Experiment Finished, Deep in Analysis
Results are promising but we aren't ready to release them
I haven’t posted since December which is… eight months! But the project is still alive and very well.
Endline survey
First, we we ran the endline survey in mid January, collecting 3739 responses. This is a lot less than the 5700 responses we got for the midline, but about the expected attrition. Note however that the number of people using the extension is a few thousand higher than this — once the extension is installed, it keeps returning data even if the user doesn’t check their email and answer our survey.
We ran the survey up until the morning of January 20th to ensure responses weren’t contaminated by what Trump did right after being sworn in. We decided to keep data collection running until February 10th. At that point the extension automatically uninstalled itself.
This marked the end of the operational phase of the experiment. I immediately went on vacation.
Data analysis
In March we began data analysis in earnest. This involved things that normally aren’t discussed much, like building out our team to handle the amount of work involved which in turn required ethics protocol amendments and inter-university data sharing agreements to allow our new collaborators access to this very private data. Meanwhile, merely extracting clean data files and creating data dictionaries took a month of work.
In addition to our relatively small amount of survey data, we ended up with a huge data set of almost 200 million events: posts seen, posts engaged with, posts written, and more.
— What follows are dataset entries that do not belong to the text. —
PR #10116, opened 2024-01-24
KMS: Fixup ImportKeyMaterial for non-symmetric keys

uubk:
## Motivation
KMS allows you to import key material, that is, create KMS keys with "private keys" you already have. In the context of Localstack this is fairly important now that the old "local-kms" backend was removed since the new backend cannot be preseeded at the moment and controlling key material can be very important in testing.

## Changes
This PR drops the restriction on encrypt/decrypt for the KeyUsage in ImportKeyMaterial (the restriction for GetParametersForImport was already dropped as part of the fix for #9111) and should therefore fix #10115. It then fixes the issues that crop up when trying to use this with existing code - notably the hardcoded assumption that all imported key material is a symmetric key. Finally, it adds a new test to track this usecase and fixes a few other small issues you bump into when you update the KMS test snapshots.

PR #10459, opened 2024-03-14
fix test selection for community contributions

alexrashed:
## Motivation
https://github.com/localstack/localstack/pull/10301 introduced a dynamic test selection based on the touched service code.
Unfortunately, this just broke the pipeline of https://github.com/localstack/localstack/pull/10116 (a community contribution) because it expects a `GITHUB_API_TOKEN` which is a secret not being set for PRs coming from forks.

I tested the call to retrieve the PR data locally:
```
curl -v https://api.github.com/repos/localstack/localstack/pulls/10116
```
This call is successful without an auth token.
However, this could be flaky if these runners and their IP are used for a lot of unauthenticated GitHub API calls.

## Changes
- Make it optional to use the auth token, just send an unauthenticated request in case the token is not available.

## Testing
- Test if the execution works without the GitHub token with the last commit: 1a5a10394eb8ca0e04e9296b3927ac3f1d21a1eb

## TODO
- [x] Revert the last commit used for testing.

### DIFF
--- a/localstack/testing/testselection/github.py
+++ b/localstack/testing/testselection/github.py
@@ -6,7 +6,9 @@ def get_pr_details(repo_name: str, pr_number: str, token: str) -> (str, str):
     Fetch the base commit SHA, and the head commit SHA of a given pull request number from a GitHub repository.
     """
     url = f"https://api.github.com/repos/{repo_name}/pulls/{pr_number}"
-    headers = {"Authorization": f"token {token}", "Accept": "application/vnd.github.v3+json"}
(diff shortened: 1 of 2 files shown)


sannya-singal (approved):
Thanks for jumping on this! LGTM 🚀

alexrashed:
FYI: The CI already passed the step where this code is touched (both for the test commit, and for the invocation with the reverted test commit). I will move forward and merge this PR to make the fix available to the community contribution.

PR #10462, opened 2024-03-14
Add experimental option to distribute services across multiple localstack instances

dfangl:
## Motivation
In high load situations, the single threaded model of python seems to get into our way when trying to achieve better performance for LocalStack.

With this PR, you can use DNS to route requests between multiple LocalStack instances, which all run as one coherent unit.

This mode is, for now, dubbed "distributed mode".

It effectively disables all endpoint overrides, to let DNS handle the routing between instances. Only certain services keep a localhost usage by default, for example to assure dynamodbstreams on the same instance as dynamodb, and avoiding more load on the kinesis instance.

As long as the (highly experimental) flag is not set, there should not be any behavioral changes.

## Changes
* Add `DISTRIBUTED_MODE` config flag to disable all endpoint url overrides in internal calls
* Let dynamodbstreams use local clients instead of the default ones, which might point to other instances (to be debated)
* Adapt endpoint of the `kinesis_connector` to be redirectable with DNS

### DIFF
--- a/localstack/aws/connect.py
+++ b/localstack/aws/connect.py
@@ -486,7 +486,7 @@ class InternalClientFactory(ClientFactory):
             config = self._config.merge(config)
 
         endpoint_url = endpoint_url or get_service_endpoint()
-        if service_name == "s3":
+        if service_name == "s3" and endpoint_url:
             if re.match(r"https?://localhost(:[0-9]+)?", endpoint_url):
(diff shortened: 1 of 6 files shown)


thrau (approved):
nice! can't wait to try this. glad the changes needed are this minimal :ok_hand: 

since it's hidden behind a flag, we can still revisit the decisions you made about endpoints for dynamodb and kinesis

PR #10463, opened 2024-03-15
use ThreadPoolExecutor to forward DDB Streams events

bentsku:
## Motivation
Follow up from #10415

We previously spawned a thread for each incoming request, which resulted in a somewhat unbounded amount of threads being spawn when running benchmarks.

We could see this kind of error in logs:
```python
During handling of the above exception, another exception occurred:

    [...]
    raise ConnectionClosedError(
botocore.exceptions.ConnectionClosedError: Connection was closed before we received a valid response from endpoint URL: "http://localhost:4566/".

2024-03-15T01:11:04.444  INFO --- [.reactor-120] localstack.request.aws     : AWS dynamodb.BatchWriteItem => 200
2024-03-15T01:11:16.509  WARN --- [uncthread379] urllib3.connectionpool     : Connection pool is full, discarding connection: localhost. Connection pool size: 150
2024-03-15T01:11:16.610  WARN --- [uncthread380] urllib3.connectionpool     : Connection pool is full, discarding connection: localhost. Connection pool size: 150
2024-03-15T01:11:16.710  WARN --- [uncthread381] urllib3.connectionpool     : Connection pool is full, discarding connection: localhost. Connection pool size: 150
2024-03-15T01:11:16.809  WARN --- [uncthread382] urllib3.connectionpool     : Connection pool is full, discarding connection: localhost. Connection pool size: 150
2024-03-15T01:11:16.916  WARN --- [uncthread383] urllib3.connectionpool     : Connection pool is full, discarding connection: localhost. Connection pool size: 150
```

## Changes
Make use of a `ThreadPoolExecutor`, with a small number of thread, regulating the amount of outbound requests to Kinesis. The "cold start" of a thread in the executor is rather slow, around 0.5ms for me. Once all threads have been spawned, it takes less than 0.03ms, improving the overall performance (only slightly for small amount of items, but by a good amount of big amount of items, due to the onslaught of concurrent requests with the threads).
This might actually slow down the delivery of Kinesis records, but as of now, those records wouldn't even be delivered. 

## Benchmarks

It is the same as Scenario 2 from #10415, but with 1000 requests each. 

| DDB Streams | `latest` with Twisted | Fix & Twisted
| --- | --- | --- |
| **Throughput** (higher is better) |  |  | 
| `PutItem` throughput item/s | 224.66 | 231.41
| `BatchWriteItem (25)` throughput item/s | 2589.46 | 3701.11
| **Total time** (lower is better) |  |  | 
| `PutItem` total seconds (1000 items) | 4.4511 | 4.3214
| `BatchWriteItem (25)` total seconds (25k items) | 9.6545 | 6.7547

| Kinesis | `latest` with Twisted | Fix & Twisted
| --- | --- | --- |
| **Throughput** (higher is better) |  |  | 
| `PutItem` throughput item/s | 227.77 | 232.61
| `BatchWriteItem (25)` throughput item/s | 3102.02 | 4238.63
| **Total time** (lower is better) |  |  | 
| `PutItem` total seconds (1000 items) | 4.3904 | 4.2990
| `BatchWriteItem (25)` total seconds (25k items) | 8.0593 | 5.8981

We can see an improvement of around 30 to 50% for `BatchWriteItem`, and very minimal for `PutItem`, around 5%.

### DIFF
--- a/localstack/services/dynamodb/provider.py
+++ b/localstack/services/dynamodb/provider.py
@@ -190,7 +190,7 @@ def dynamodb_table_exists(table_name: str, client=None):
 
 
 class EventForwarder:
-    def __init__(self, num_thread: int = 20):
+    def __init__(self, num_thread: int = 10):
         self.executor = ThreadPoolExecutor(num_thread, thread_name_prefix="ddb_stream_fwd")
 
     def shutdown(self):
--- a/localstack/services/dynamodb/provider.py
+++ b/localstack/services/dynamodb/provider.py
@@ -9,6 +9,7 @@ import time
 import traceback
 from binascii import crc32
 from collections import defaultdict
+from concurrent.futures import ThreadPoolExecutor
 from contextlib import contextmanager
 from datetime import datetime
 from operator import itemgetter
@@ -149,7 +150,7 @@ from localstack.utils.common import short_uid, to_bytes
 from localstack.utils.json import BytesEncoder, canonical_json
 from localstack.utils.scheduler import Scheduler
 from localstack.utils.strings import long_uid, md5, to_str
-from localstack.utils.threads import FuncThread, start_thread, start_worker_thread
+from localstack.utils.threads import FuncThread, start_thread
 
 # set up logger
 LOG = logging.getLogger(__name__)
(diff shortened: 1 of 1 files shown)


thrau (approved):
Nice! The queue+worker approach seems to work nicely. I think there are some lessons here die other systems like firehose and eventbridge (cc @maxhoheiser @joe4dev )

Would be interesting to know what number of threads maximize throughout

bentsku:
> Nice! The queue+worker approach seems to work nicely. I think there are some lessons here for other systems like firehose and eventbridge (cc @maxhoheiser @joe4dev ). Perhaps also time to think about a higher level abstraction or shared thread pool across all these dispatching services.

I agree, I think we often do not need the `Future`-based result from the `ThreadPoolExecutor`, so I think we could have both: a shared pool, plus a simpler implementation of it which would be fire and forget. I'm sure we could shave a bit more time. 

> Would be interesting to know what number of threads maximize throughput
I can answer this, and to maximize simply DDB throughput, the optimal amount is... `1` 😄 I guess it puts no pressure on the gateway, and there are no "cold start" spawning the thread. 
But on the Kinesis level throughput, I think this will depend on the hardware + other usage of LocalStack. Ideally I suppose, if the input throughput is constant, the workers should be able to dish as much, I just hope we don't introduce too much pressure. But it's still better than being unbounded and absolutely destroying the gateway (or even having 300 inflight requests).

joe4dev:
Nice catch @bentsku 👏👏 Love the supporting benchmark results 💯 

We have several places where unbound thread spawning is inefficient and can hurt us (e.g., CloudWatch metric submissions). That's a nice pattern to adopt. We use it in Lambda at several places:
* `event_manager.py` to scale but limit async invokes
* `assignment.py` to provision and de-provision execution environments

It can have limitations when many events start to queue up in the ThreadPoolExecutor with limited visibility and we assume it is processing or already done.

> Perhaps also time to think about a higher level abstraction or shared thread pool across all these dispatching services.

Fully agree 👍 . A shared pool abstraction (within some scope) could indeed be very useful in LocalStack to avoid resource bottlenecks. @dfangl started an interesting tech spike of an AutoScaler where we can have more control over the scaling (needed to implement certain AWS scaling policies) in this PR https://github.com/localstack/localstack/pull/10032

---

nit: `max_workers=10` might be a little more explicit

PR #10468, opened 2024-03-16
refactor DDB streaming, event creation and forwarding

bentsku:
## Motivation
When working with DDB Streams and Kinesis Destinations, we would execute a lot of logic for queries with a lot of updated/inserted/deleted records. 
I thought we could improve the throughput by streamlining the process of forwarding records, and making a bit easier to follow by introducing some typing and structure. 

## Changes

- refactoring around the logic for DDB streams, trying to set up some typing and a notion of "RecordsMap" akin to a context to be passed to be forwarded. 
- improving performance by
  - reducing creations of new objects
  - no calls to `copy.deepcopy` which pickles/unpickles
  - reduce the number of calls to get the table specification, and passing around the data needed instead
  - conditionally set the `OldImage` and `NewImage` to the record, to not always have to `pop` it from the record if we don't need it

Also fixed an issue where the detection if a table had streaming enabled was still `True` if the `StreamEnabled` was set to `False`, which then executed all the logic for streams when not needed.

We should think about separating DynamoDB only tests from the one concerned with streams (DDB Streams or Kinesis).

## Benchmarks

Early benchmarks are showing a ~20% increase of throughput for `BatchWrite25`, the gain will be for better for bigger insert (possible with `TransactWriteItem` for example).

| With DDB Streams | latest | with fix |
| --- | --- | --- |
| **Throughput** (higher is better) |  |  |
| `PutItem` throughput item/s | 228.36 | 233.97 |
| `TransactWriteItems` (10) throughput item/s | 1706.06 | 1744.41 |
| `BatchWrite25` (25) throughput item/s | 3766.90 | 4574.19 |
| **Total time** (lower is better) |  |  |
| `PutItem` total seconds (1000 items) | 4.3791 | 4.2741 |
| `TransactWriteItems` (10) total seconds (5k items) | 5.8615 | 5.7326 |
| `BatchWrite25` (25) total seconds (25k items) | 6.6367 | 5.4655 |

| With Kinesis Streams | latest | with fix |
| --- | --- | --- |
| **Throughput** (higher is better) |  |  |
| `PutItem` throughput item/s | 231.92 | 237.03 |
| `TransactWriteItems` (10) throughput item/s | 1904.16 | 1947.37 |
| `BatchWrite25`(25) throughput item/s | 4242.45 | 5116.76 |
| **Total time** (lower is better) |  |  |
| `PutItem` total seconds (1000 items) | 4.3119 | 2.9776 |
| `TransactWriteItems` (10) total seconds (5k items) | 5.2517 | 5.1351 |
| `BatchWrite25` (25) total seconds (25k items) | 5.8928 | 4.8859 |

### DIFF
--- a/localstack/services/dynamodb/models.py
+++ b/localstack/services/dynamodb/models.py
@@ -1,5 +1,5 @@
 import dataclasses
-from typing import Optional, TypedDict
+from typing import TypedDict
 
 from localstack.aws.api.dynamodb import (
     AttributeMap,
@@ -30,7 +30,7 @@ class TableStreamType:
     is_kinesis: equivalent to NEW_AND_OLD_IMAGES, can be set at the same time as StreamViewType
     """
 
-    stream_view_type: Optional[StreamViewType]
+    stream_view_type: StreamViewType | None
     is_kinesis: bool
 
     @property
@@ -52,15 +52,16 @@ class DynamoDbStreamRecord(TypedDict, total=False):
     ApproximateCreationDateTime: int
     SizeBytes: int
     Keys: Key
-    StreamViewType: Optional[StreamViewType]
-    OldImage: Optional[AttributeMap]
-    NewImage: Optional[AttributeMap]
-    SequenceNumber: Optional[int]
+    StreamViewType: StreamViewType | None
+    OldImage: AttributeMap | None
+    NewImage: AttributeMap | None
+    SequenceNumber: int | None
 
 
 class StreamRecord(TypedDict, total=False):
     """
-    Global record type, this can contain both a KinesisRecord and a DynamoDBStreams record?
+    Related to DynamoDB Streams and Kinesis Destinations
+    This class contains data necessary for both KinesisRecord and DynamoDBStreams record
     """
 
     eventName: str
@@ -75,10 +76,18 @@ StreamRecords = list[StreamRecord]
 
 
 class TableRecords(TypedDict):
+    """
+    Container class used to forward events from DynamoDB to DDB Streams and Kinesis destinations.
+    It contains the records to be forwarded and data about the streams to be forwarded to.
+    """
+
     table_stream_type: TableStreamType
     records: StreamRecords
 
 
+# the RecordsMap maps the TableName to TableRecords, allowing forwarding to the destinations
+# some DynamoDB calls can modify several tables at once, which is why we need to group those events per table, as each
+# table can have different destinations
 RecordsMap = dict[TableName, TableRecords]
 
 
--- a/localstack/services/dynamodb/models.py
+++ b/localstack/services/dynamodb/models.py
@@ -1,6 +1,12 @@
+import dataclasses
+from typing import Optional, TypedDict
+
 from localstack.aws.api.dynamodb import (
+    AttributeMap,
+    Key,
     RegionName,
     ReplicaDescription,
+    StreamViewType,
     TableName,
     TimeToLiveSpecification,
 )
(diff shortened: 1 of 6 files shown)


localstack/services/dynamodb/provider.py
```diff
@@ -179,15 +180,46 @@
...
+
+
+class TableRecords(TypedDict):
+    table_stream_type: TableStreamType
+    records: StreamRecords
+
+
+RecordsMap = dict[TableName, TableRecords]
+
+
```
viren-nadkarni, line 216: I think these should live in `.models`

localstack/services/dynamodb/provider.py
```diff
@@ -198,104 +230,88 @@ def shutdown(self):
...
+            LOG.exception("Error while publishing to DynamoDB streams")
 
-        # forward to ddb_streams
-        forward_records = self.prepare_records_to_forward_to_ddb_stream(records)
-        records_to_ddb = copy.deepcopy(forward_records)
-        self.forward_to_ddb_stream(account_id, region_name, records_to_ddb)
+        try:
+            self.forward_to_ddb_stream(account_id, region_name, records_map)
+        except Exception:
+            LOG.exception("Error while publishing to Kinesis streams")
```
viren-nadkarni, line 257: The error messages seem exchanged between this and the previous try-except blocks

localstack/services/dynamodb/provider.py
bentsku: Makes sense, there's the small dependency to the `utils` one, but I've moved it to `models` too. Should make more sense!

localstack/services/dynamodb/models.py
```diff
@@ -12,6 +18,70 @@
...
+    eventVersion: str
+    dynamodb: DynamoDbStreamRecord
+    awsRegion: str
+    eventSource: str
+
+
+StreamRecords = list[StreamRecord]
+
+
+class TableRecords(TypedDict):
```
giograno, line 77: nit: I'd add a short docstring-style commend to briefly explain what's a `TableRecords` and a `RecordMap`.

giograno (approved):
Kudos for the cleanup and the performance improvements 💯 
Left a few nits, but nothing really blocking. 

+1 for the idea of separating the test suites.

Question: since we are looking at performances and you already have some benchmarks, would it make sense to start thinking about introducing proper performance testing?

localstack/services/dynamodb/provider.py
```diff
@@ -1945,31 +1916,30 @@ def find_existing_item_for_keys_values(item_keys: dict) -> AttributeMap | None:
...
-        return records
+            records_map[table_name] = TableRecords(
+                records=table_records, table_stream_type=stream_type
+            )
+
+        return records_map
 
     def forward_stream_records(
-        self, account_id: str, region_name: str, records: List[Dict], table_name: str = None
+        self, account_id: str, region_name: str, records_map: RecordsMap, table_name: str = None
```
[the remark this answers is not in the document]
bentsku: good catch, thanks!

bentsku:
Thanks for the review! 

> Question: since we are looking at performances and you already have some benchmarks, would it make sense to start thinking about introducing proper performance testing?

I think that's a good point, I'm not too sure how we would do that. I could share some of my benchmarks to be put in tests which wouldn't be executed in CI, but that people could look at locally when doing big changes. I'll look into that!

I'm not sure how we would check the performance, I think the CI runners are pretty bad/slow, and not consistent in how they would handle load. But yes, introducing general performance testing to avoid big regressions would be pretty neat!

bentsku:
Side note: just added a small optimization with https://github.com/localstack/localstack/pull/10468/commits/b989b17f243f6f96c18cc0b0242e08cf401e9832

From the Python documentation: https://docs.python.org/3/library/stdtypes.html#dictionary-view-objects

> Keys views are set-like since their entries are unique and [hashable](https://docs.python.org/3/glossary.html#term-hashable). Items views also have set-like operations since the (key, value) pairs are unique and the keys are hashable.
[...]
> For set-like views, all of the operations defined for the abstract base class [collections.abc.Set](https://docs.python.org/3/library/collections.abc.html#collections.abc.Set) are available (for example, ==, <, or ^). While using set operators, set-like views accept any iterable as the other operand, unlike sets which only accept sets as the input.

So I figured we could use set operations and that would be faster than `any`. 

Small benchmark with `timeit`:

<details><summary>Details</summary>
<p>

```python
items = [
    {"id": "bla1", "key": "foo", "key2": "bar", "key4": "test"},
    {"id": "bla2", "key": "foo2", "key2": "bar", "key4": "test"},
    {"id": "bla3", "key": "foo", "key2": "bar", "key4": "test"},
    {"id": "bla4", "key": "foo4", "key2": "bar", "key4": "test"},
    {"id": "bla5", "key": "foo", "key2": "bar", "key4": "test"},
    {"id": "bla6", "key": "foo6", "key2": "bar", "key4": "test"},
    {"id": "bla7", "key": "foo", "key2": "bar", "key4": "test"},
    {"id": "bla8", "key": "foo7", "key2": "bar", "key4": "test"},
    {"id": "bla", "key": "foo", "key2": "bar", "key4": "test"},
]
item_keys = {"id": "bla", "key": "foo"}


def test():
    for item in items:
        if all(item.get(k) == v for k, v in item_keys.items()):
            return item


def test2():
    for item in items:
        if item_keys.items() <= item.items():
            return item


def test3():
    keys = item_keys.items()
    for item in items:
        if keys <= item.items():
            return item


if __name__ == '__main__':
    import timeit

    result = timeit.timeit(test)
    print(result)

    result = timeit.timeit(test2)
    print(result)

    result = timeit.timeit(test3)
    print(result)
```

This gives the following:
```
2.4056403339782264
0.6815093750192318
0.5881134170049336
```

So quite a good improvement, even though it might be something like 0.01ms 😅 

</p>
</details>

viren-nadkarni (approved):

PR #10478, opened 2024-03-18
fix: standardise the TEST_AWS_REGION_NAME usage

sannya-singal:
## Motivation
Standardise the usage of `TEST_AWS_REGION_NAME` and `SECONDARY_TEST_AWS_REGION_NAME` in our codebase. 

Currently CircleCi uses `TEST_AWS_REGION_NAME` #10367 to set a random credential but the LocalStack codebase picks region from the `TEST_AWS_REGION` env variable. This caused the tests to not pick up the random region and instead fall back to the default.

## Changes
Eliminate `TEST_AWS_REGION`, `SECONDARY_TEST_AWS_REGION` environment variable and use `TEST_AWS_REGION_NAME`, `SECONDARY_TEST_AWS_REGION_NAME` respectively.


sannya-singal:
Currently 37 tests are failing https://app.circleci.com/pipelines/github/localstack/localstack/23423/workflows/28f8a13e-66aa-44e6-be14-de9d351a9710 for multi-accounts and multi-regions.

localstack/constants.py
```diff
@@ -148,7 +148,7 @@
 TEST_AWS_ACCOUNT_ID = os.getenv("TEST_AWS_ACCOUNT_ID") or DEFAULT_AWS_ACCOUNT_ID
 TEST_AWS_ACCESS_KEY_ID = os.getenv("TEST_AWS_ACCESS_KEY_ID") or "test"
 TEST_AWS_SECRET_ACCESS_KEY = os.getenv("TEST_AWS_SECRET_ACCESS_KEY") or "test"
-TEST_AWS_REGION_NAME = os.getenv("TEST_AWS_REGION") or "us-east-1"
+TEST_AWS_REGION_NAME = os.getenv("TEST_AWS_REGION_NAME") or "us-east-1"
```
alexrashed, line 151: These kind of changes can be very dangerous, because this is technically a breaking change. Is this env variable really only used internally and only used for testing? I guess so, but just to make sure... 😛

localstack/constants.py
```diff
@@ -148,7 +148,7 @@
...
 
 # Additional credentials used in the test suite (when running cross-account tests)
 SECONDARY_TEST_AWS_ACCOUNT_ID = os.getenv("SECONDARY_TEST_AWS_ACCOUNT_ID") or "000000000002"
```
alexrashed, line 154: I can't comment on lines which have not been touched, but line 157 is the following:
```
SECONDARY_TEST_AWS_REGION_NAME = os.getenv("SECONDARY_TEST_AWS_REGION") or "ap-southeast-1"
```
This one should then maybe also be changed to `SECONDARY_TEST_AWS_REGION_NAME`?

alexrashed (changes requested):
Thanks for jumping on this! If I understand this correctly, this is used to fix the CircleCI config.
If so, it would be great to link the PR where you introduced these changes to the workflow (as context for reviewers) and give a bit more context in the description of the PR.

localstack/constants.py
sannya-singal: Yes, also I had a discussion around this with @viren-nadkarni who helped me pointing this out.

alexrashed (approved):

viren-nadkarni:
> Currently 37 tests are failing for the this set of random creds: https://app.circleci.com/pipelines/github/localstack/localstack/23423/workflows/679f1237-6253-495d-947e-45f19e2fc8e9/jobs/191264/tests.

Interesting that these failures have now appeared. Do you have any insights in whether they are due to the choice of region (i.e. AWS services not being available in that region) or because of incompatible changes introduced in the last couple of weeks?

sannya-singal:
> > Currently 37 tests are failing for the this set of random creds: https://app.circleci.com/pipelines/github/localstack/localstack/23423/workflows/679f1237-6253-495d-947e-45f19e2fc8e9/jobs/191264/tests.
> 
> Interesting that these failures have now appeared. Do you have any insights in whether they are due to the choice of region (i.e. AWS services not being available in that region) or because of incompatible changes introduced in the last couple of weeks?

Yes, majorly because of AWS services not available in a particular region, for instance, in the linked workflow we will see
`'eu-south-1' is not a valid AWS region name for transcribe`.

PR #10480, opened 2024-03-18
Fixed issue where TEST_DISABLE_RETRIES_AND_TIMEOUTS would get always evaluated to True

Morijarti:
## Motivation
In current implementation `TEST_DISABLE_RETRIES_AND_TIMEOUTS`  would get evaluated to True regardless if it was set to 0 or 1. Only way to get it to be false is to remove it from env variables

## Changes
Replaced `os.environ.get` with `is_env_true`


alexrashed (approved):
Good catch! Thanks for the fix! LGTM! 🐞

We're now deep in analysis of this treasure trove of data — everything that ~6,000 social media users saw and did on three platforms for roughly three months before and three months after the Nov 2024 election.
Part of this is careful statistical programming to do the difference-in-difference estimations that we preregistered. That is painstaking manual work, and the draft appendix of detailed results is growing. Another part is running nearly 200 million text posts through a suite of classifiers, so that we can create quantitative summaries of what people actually saw — and ultimately how it affected them. None of this is conceptually complicated, but it’s a lot of data wrangling and it all has to be done to the highest standards of scientific integrity, privacy and security.
Results
Unfortunately we're not ready to publicly announce any results yet, in part because we are still making absolutely sure our calculations are correct, and in part because doing so would prevent us from publishing in major journals such as Nature or Science.
But I will say that what have seen so far is promising! We saw affective polarization reductions for all of the algorithms tested, and two of these reached statistical significance. We are not ready to publish numbers yet, but the effect size is in line with previous research — that is, small, but we would expect greater effects if such algorithms were deployed more widely (for example because of networks effects, and because we weren’t able to deploy on mobile).
The other big result is that while we saw the expected decreases in engagement for most algorithms and platforms, it looks like we robustly increased engagement in some cases. This mixed result is very significant from a policy perspective: it is not necessarily true that doing the right thing for society will have negative business effects.
The experiment worked. This is the first time anyone has directly shown that algorithmic changes on real platforms with real users can decrease political polarization.
We hope to have a draft paper done in the next few months.
A huge team brought us to this result! Besides the core research group, we are grateful for the contributions of the ranker teams (both the ones we ran and the ones we couldn’t), the judges, our cracked engineering team, administrative and operational support from several universities and non-profits, and of course our funders. Thank you all for your help — just a little more patience, and we’ll be there.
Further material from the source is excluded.